There ain’t no changing it.


  • Erp:

    He’s never lived in a tidal area then. Floating docks are a necessity there.

  • I recommend that next time, you tether that purple float to the dock/ark & float in the sun while drinking daiquiris. I’m assuming that’s what Noah’s wife would do too :)

  • just a farm girl:

    we have the pond and I wish for a dock……..I might dare to stand on IT and look at the water. But as it is—my husband who I call the resident “farmer”–doesn’t care if we have a dock. so you are lucky to have a husband who wants a dock and can’t be stopped. I’m a little envious…… The real reason I want a dock has something to do with my snake phobia I’m ashamed to admit.

  • Great story… did not see the demise of the weight coming but if your CD is anything like my CD, it was probably wise to stay out of his way for a bit.

    You suffer from the COD curse at your house as well? I keep hoping that the bloom will fade, as it has for every other game costing $50 or more. But clearly the force of my hatred is working counter to the usual game-boredom forces and causing the allure to actually increase, even after six months. Sigh.

  • Now that’s working together! Er, something.

    I admit I much prefer stable sunken docks to floating docks. I always feel like the floating ones are going to flip on me. GO CD! : )

  • Kris – COD is a heinous affliction.

  • What is COD? Not “cash on delivery”?

  • Call of Duty, I’m guessing – very popular video game. I’m fortunate that my firstborn is young enough to be satisfied with older games which can be purchased cheaply second-hand. (His current preoccupation is Lego Star Wars.)

  • Years and years and YEARS of Lego Star Wars in this house. I miss those innocent days.

  • COD – Call of Duty – video game – violence, curse words, spurting blood, my boys LOVE IT.

  • I see. We’re still into Lego stuff here too and those dang things I always kill myself on, Bakugan. That may change this weekend as we’re going to Chicago to see the big city cousins.

  • DirtyKSmama - Nikki:

    Good luck to the CD and his crew on their project. That’s quite an undertaking! I’m currently looking up the instructions to disassemble a pool table so we can fit it down our stairs and get it to our rec room, where it will soon be covered with Legos and action figures.
    I wouldn’t worry too much about the violence, cursing and blood-spurting of COD – I think kids probably get used to such things while witnessing their parents take on big projects.

  • Kay in KCMO:

    This begs the question – why is the CD so opposed to floating docks? Why do they offend him so? Does their floatiness feel “less than” to him? Is an anchored dock more manly?
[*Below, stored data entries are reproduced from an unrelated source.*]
PR #360, opened 2020-11-18
Add pp.join([...]), which joins an array of strings, preserving vertical alignment

### LINKED ISSUE #356: preprocessor: Join arrays of strings with '\n' for convenience
Maybe `pp` should allow interpolants to be arrays of strings that will get joined by `\n` automatically (and maybe even indented properly?)

_Originally posted by @kainino0x in https://github.com/gpuweb/cts/pull/352#discussion_r525585792_

kainino0x:
And use `pp` in a few places.

Fixes #356

### DIFF
--- a/src/webgpu/api/validation/resource_usages/textureUsageInPassEncoder.spec.ts
+++ b/src/webgpu/api/validation/resource_usages/textureUsageInPassEncoder.spec.ts
@@ -39,6 +39,7 @@ Test Coverage:
 `;
 
 import { pbool, poptions, params } from '../../../../common/framework/params_builder.js';
+import { pp } from '../../../../common/framework/preprocessor.js';
 import { makeTestGroup } from '../../../../common/framework/test_group.js';
 import { assert } from '../../../../common/framework/util/util.js';
 import {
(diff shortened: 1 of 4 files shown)


src/webgpu/api/validation/resource_usages/textureUsageInPassEncoder.spec.ts
```diff
@@ -925,9 +926,9 @@ g.test('unused_bindings_in_pipeline')
       entry_point vertex = main;
     `;
     // TODO: revisit the shader code once 'image' can be supported in wgsl.
-    const wgslFragment = `
-      ${useBindGroup0 ? '[[set 0, binding 0]] var<image> image0;' : ''}
-      ${useBindGroup1 ? '[[set 1, binding 0]] var<image> image1;' : ''}
+    const wgslFragment = pp`
+      ${pp._if(useBindGroup0)}[[set 0, binding 0]] var<image> image0;${pp._endif}
+      ${pp._if(useBindGroup1)}[[set 1, binding 0]] var<image> image1;${pp._endif}
```
kainino0x, line 931: Maybe not better.

kainino0x (commented):
WDYT?

austinEng:
Hmm yea I don't see so much value in having it join lines by preserving indentation.

Overall, I think what's most important is readability of the template code which is better both without pp.join and without manual string formatting.

What could be neat though is a simple post process formatter to fixup indentation for logging purposes?

kainino0x:
Maintaining the indentation is mostly just incidental since I could do it easily. Originally, I was going to have any interpolant of type `string[]` automatically get joined by `\n`, but it seemed better to be explicit (at which point it's not really better than `.join('\n')`, I guess). Do you think it would be more useful that way?

> manual string formatting

what do you mean by this?

austinEng:
> Maintaining the indentation is mostly just incidental since I could do it easily. Originally, I was going to have any interpolant of type `string[]` automatically get joined by `\n`, but it seemed better to be explicit (at which point it's not really better than `.join('\n')`, I guess). Do you think it would be more useful that way?

I do think it would be easier to use. Seems like pp.join is roughly as much typing as `.join('\n')`

> 
> > manual string formatting
> 
> what do you mean by this?

Doing `.join('\n')`

kainino0x:
I may not keep this but if I do something like this, TODO: update `join` in setVertexBuffer.spec.ts

PR #361, opened 2020-11-18
Fix vscode workspace, add src/webgpu as a separate folder

kainino0x:
Only `"shell"` and `"process"` tasks are allowed in `.code-workspace` files. Replace all the `"grunt"` tasks with `"shell"` tasks.
Configure `package.json`'s `"scripts"` to expose the relevant build commands from Grunt.

Also adds `src/webgpu` as a separate folder in the vscode workspace, so the test file hierarchy is clearly visible without getting mixed in with everything else.

### DIFF
--- a/Gruntfile.js
+++ b/Gruntfile.js
@@ -185,24 +185,25 @@ module.exports = function (grunt) {
     'run:unittest',
     'run:lint',
   ]);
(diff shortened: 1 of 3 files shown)


kainino0x:
(PTAL)

austinEng (approved):
LGTM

    Maybe you could steer him to one of the ads that came up. I went to Pier Genius and their docks look pretty cool and they say that even though they float they feel stationary. I’m sold! The courtyard of my building wants to be a pond anyway so one of these might come in handy.

  • Catherine McP:

    ‘ COD – Call of Duty – video game – violence, curse words, spurting blood, my boys LOVE IT.”

    My dang husband cant stop playing that. Also, I grew up in MN (State of 8 million lakes) When the new fangled floating docks were born, I couldnt stand them and still cant!

  • Sara:

    Oh my goodness, I have to admit I was feeling the same as Drew when I saw that weight and then your husband getting in the water!

  • p:

    Come to think of it, I have always considered floating docks to be a cheap “off brand” kind of dock… I do understand that they make the most sense for a lot of people/situations, but they’re just not as good.

    Of course I really prefer a solid pier. From the pictures, I assumed that was what he was going for anyway.